▸ About this task
Print all entries precisely as they are written.

---------- Data records ----------

PR #154, opened 2022-02-09
[Codecept5] Improved support for Codeception 5/PHP 8

yesdevnull:
I need to do the following:

- [x] Consolidate Symfony version requirements compared to Codeception 5 (e.g. supported PHP versions).
Symfony 4.4 and 5.4 are LTS versions so are [updated to support the latest PHP versions](https://symfony.com/doc/current/contributing/community/releases.html#php-compatibility).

----------

▸ Solution below
PR #154, opened 2022-02-09
[Codecept5] Improved support for Codeception 5/PHP 8

yesdevnull:
I need to do the following:

- [x] Consolidate Symfony version requirements compared to Codeception 5 (e.g. supported PHP versions).
Symfony 4.4 and 5.4 are LTS versions so are [updated to support the latest PHP versions](https://symfony.com/doc/current/contributing/community/releases.html#php-compatibility).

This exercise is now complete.